* [Problem to work on]: Please reproduce the following records exactly, with nothing omitted.

* [Stored data]:
PR #761, opened 2025-05-01
Add pillow, diffusers, and spandrel default node libraries

dylanholmes:
Changes:
- ~~Rename `nodes` to `libraries`~~
- ~~Add three new "default" node libraries `pillow_nodes_library`, `diffusers_nodes_library`, and `spandrel_nodes_library`.~~
- Add new nodes: `FluxPipeline`, `RescaleImage`, `TilingSPAN`, and `TilingFluxImg2ImgPipeline`

Notes:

* [Exercise output]:
PR #761, opened 2025-05-01
Add pillow, diffusers, and spandrel default node libraries

dylanholmes:
Changes:
- ~~Rename `nodes` to `libraries`~~
- ~~Add three new "default" node libraries `pillow_nodes_library`, `diffusers_nodes_library`, and `spandrel_nodes_library`.~~
- Add new nodes: `FluxPipeline`, `RescaleImage`, `TilingSPAN`, and `TilingFluxImg2ImgPipeline`

Notes:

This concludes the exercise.